After being modified by filter window, states still have 5 misjudgments, where n takes 3 and m takes 1. The error rate is 0.7 % of the total, 724 points, as Fig. 6 illustrates. It is lower than the error rate by only using threshold method in Sect. 4.1. There are 3 stages in trawl fishing. Stage A is casting; stage B is trawling and stage C is pulling. In this paper, we use the time of trawling (stage B) as the time of each net.

Fig. 6.

The states of Trawler 299368

5 Calculation of the Fishing Effort

In 2013, there are 1443 trawlers whose quantity of vessel position is more than 4800 in Xiangshan Harbor. The differences of their power are relatively large (Fig. 7a). Therefore time multiples power as the fishing effort.

Fig. 7.

Calculating the fishing effort (a) Fishing boat power (b) Fishing effort of Xiangshan

With the combination of speed and course deviation, the points in the state of fishing are extracted by Formulas (4) to (6). There are 410949 points in fishing extracted from 1443 trawlers on Oct 10th 2013. These points are putted into a 0.1° × 0.1° grid according to the Formula (2) and calculate the cumulated fishing (kW•h) in each lattice.

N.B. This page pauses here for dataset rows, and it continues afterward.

PR #210, opened 2024-09-16
chore: ray image for local container depends on OS

ividal:
## What's changing
Users on a local Linux currently need to manually change the docker compose file to point to the right Ray image. This small change does it for them, so neither Mac nor Linux users need to do anything other than cloning, make bootstrap..., make local-up.

## How to test it
On a Linux machine, follow the procedure stated in the updated documentation. Ideally, having Pants installed, the usual
```
make bootstrap-dev-environment && source mzaivenv/bin/activate
make local-up
```

## Related Jira Ticket
[LUMI-36](https://mzai.atlassian.net/browse/LUMI-36)

## I already...

- [ x] updated the documentation.

[LUMI-36]: https://mzai.atlassian.net/browse/LUMI-36?atlOrigin=eyJpIjoiNWRkNTljNzYxNjVmNDY3MDlhMDU5Y2ZhYzA5YTRkZjUiLCJwIjoiZ2l0aHViLWNvbS1KU1cifQ

### DIFF
--- a/.devcontainer/docker-compose-local.yaml
+++ b/.devcontainer/docker-compose-local.yaml
@@ -34,7 +34,7 @@ services:
       - localstack-data:/var/lib/localstack
 
   ray:
-    image: rayproject/ray:2.30.0-py311-cpu${ARCH}
+    image: rayproject/ray:2.30.0-py311-cpu${RAY_ARCH_SUFFIX}
     ports:
       - "6379:6379"
       - "8265:8265"
--- a/Makefile
+++ b/Makefile
@@ -7,10 +7,11 @@ CUDA_AVAILABLE := $(shell nvidia-smi &> /dev/null; echo $$?)
 PANTS_INSTALLED := $(shell pants --version &> /dev/null; echo $$?)
 PYTHON :=
 #used in docker-compose to choose the right Ray image
-ARCH := 
+ARCH := $(shell uname -m)
+RAY_ARCH_SUFFIX :=
 
-ifeq ($(UNAME), Darwin)
-	ARCH := -aarch64
+ifeq ($(ARCH), arm64)
+	RAY_ARCH_SUFFIX := -aarch64
 endif
 
 ifndef PYTHON
@@ -77,7 +78,7 @@ LOCAL_DOCKERCOMPOSE_FILE:= .devcontainer/docker-compose-local.yaml
 	pants run 3rdparty/python:gen_requirements_python_linux_cpu
 
 local-up: 3rdparty/python/requirements_python_linux_cpu.txt
-	ARCH=$(ARCH) docker compose -f $(LOCAL_DOCKERCOMPOSE_FILE) up -d --build
+	RAY_ARCH_SUFFIX=$(RAY_ARCH_SUFFIX) docker compose -f $(LOCAL_DOCKERCOMPOSE_FILE) up -d --build
 	rm 3rdparty/python/requirements_python_linux_cpu.txt
 
 local-down:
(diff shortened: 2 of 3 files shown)


veekaybee (approved):
Looks good! Note that we'll want to sync with @javiermtorres on x-platform compatiblity

README.md
```diff
@@ -80,17 +80,18 @@ It consists of:
...
++ [Docker](https://docs.docker.com/engine/install/)
+    + On Linux, please also follow the [post-installation steps](https://docs.docker.com/engine/install/linux-postinstall/)
++ System Python (that is: no version manager, such as pyenv, should be active).
 
-## Local Development Setup (Currently targeting Mac)
+## Local Development Setup (either Mac or Linux)
 1. `git clone git@github.com:mozilla-ai/lumigator.git`
-2.  Install pants using homebrew `brew install pantsbuild/tap/pants` . For more on using Pants, read the [Pants guide](PANTS_GUIDE.md).
-3. `make bootstrap-dev-environment` and `source mzaivenv/bin/activate` to activate the virtualenv
+2.  Install [Pants](https://www.pantsbuild.org) using the [official instructions for your system](https://www.pantsbuild.org/2.21/docs/getting-started/installing-pants). For more on using Pants, read the [Pants guide](PANTS_GUIDE.md).
```
aittalam, line 93: +1e9 thanks for adding this!

aittalam (approved):
Looks good, thank you!

.devcontainer/docker-compose-local.yaml
```diff
@@ -34,7 +34,7 @@ services:
       - localstack-data:/var/lib/localstack
 
   ray:
-    image: rayproject/ray:2.30.0-py311-cpu-aarch64
+    image: rayproject/ray:2.30.0-py311-cpu${ARCH}
```
javiermtorres, line 37: Maybe `-${ARCH}` and remove the dash later on?

Makefile
```diff
@@ -6,7 +6,12 @@ PY_VERSION := 3.11.9
 CUDA_AVAILABLE := $(shell nvidia-smi &> /dev/null; echo $$?)
 PANTS_INSTALLED := $(shell pants --version &> /dev/null; echo $$?)
 PYTHON :=
+#used in docker-compose to choose the right Ray image
+ARCH := 
 
+ifeq ($(UNAME), Darwin)
+	ARCH := -aarch64
```
javiermtorres, line 13: ...so this becomes `ARCH := aarch64` 
Also, `UNAME` actually captures the OS. IMHO we should have something like `ARCH := $(shell uname -m)` above, which captures the arch itself (so we don't mix up the arch and the os).

javiermtorres (approved):

.devcontainer/docker-compose-local.yaml
aittalam: As the non-aarch64 image does not have any suffix, this would break things. As I am not 100% sure this is a standard (e.g. are suffixes starting with `_` used too?) perhaps adding the dash explicitly in the suffix will work better. WDYT?

Makefile
aittalam: Given that:
- different images use different architecture suffixes (e.g. `-aarch64` and `-arm64`) so you cannot directly append arch to an image and expect to find it
- for some images, there is no `-suffix` image for the default architecture (see e.g. [ray](https://hub.docker.com/r/rayproject/ray/tags?page_size=&ordering=&name=latest-py311-cpu))
- we are only interested in capturing the aarch64 suffix for ray right now

... perhaps we might just rename `ARCH` in `RAY_ARCH_PREFIX` so it is semantically accurate, and make it depend on either os being Darwin (`$(UNAME)`) or arch being arm64 (`$(shell uname -m)`)?
I would opt for reading the os as we are not supporting any arm64 platform.

javiermtorres (approved):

The points in Fig. 7b are the center of lattices and the different colors denote different cumulated fishing (kW•h). As the fishing targets are moving fish, the neighboring fishery resources will be affected when we conduct fishing in one area. The stronger the fishing effort is in one area, the faster the neighboring fishery resources decrease. The fishing effort of several adjacent points will prone to a trend surface of resource impact in the surrounding area. The values of lattices are interpolated by Formula (4) and the interpolation figure of Oct 10th 2013 is generated. It reflects the distribution trend surface of trawlers fishing effort from Xiangshan Harbor. As the Fig. 7(b) shows, the strongest fishing effect these days is in Yushan Fishing Area, and then there are Zhoushan Fishing Area and Zhouwai Fishing Area.

6 Conclusion

Via the analysis of speed and course characteristics, the fishing states can be judged and the operating rules can be obtained. According to the statistics of speed for a long period of time, the speed threshold of fishing states can be acquired for each trawler. With the combination of the above speed threshold and course deviation, the position in the state of fishing can be extracted. Then these position data are modified by filter window and calculate the cumulative fishing time according to the state of each trawler in one lattice.

The cumulative fishing is the product of the cumulative fishing time and the vessel power, such as kW•h. The lattice figure of the cumulative fishing is made, and its trend chart generated by interpolation.

In the next phase of work, we will analyze the other types of fishing, explore the methods of distinguishing different types of trawlers by speed and course and produce the complex chart of fishing effect for several fishing types. Analyzing the change rules of cumulative fishing in space and time and comparing advantages and disadvantages with the traditional method, we will improve our method further. Automatic mapping of cumulative fishing for fishing grid will be realized as a business service through programming. The automatic acquisition and business service of cumulative fishing effort will be regarded as a reference and guidance to fishery management and fishing condition analysis.